__Records for the task__.
Issue #861, opened 2026-02-04
Option to visualize scatter plot as heatmap or contours


alexkhang18:
## Use Case
Talk to Ehssan for more detail

## Acceptance Criteria

- [ ] Add a checkbox/toggle for enabling heatmap view.
- [ ] When heatmap view is enabled, change all points to a solid color (grey?)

__What to work on__.
Take the line containing "## Use Case" as the first line and the last line of the data above as the final one. Write out these lines and all between them exactly.

__Output for this exercise__.
## Use Case
Talk to Ehssan for more detail

## Acceptance Criteria

- [ ] Add a checkbox/toggle for enabling heatmap view.
- [ ] When heatmap view is enabled, change all points to a solid color (grey?)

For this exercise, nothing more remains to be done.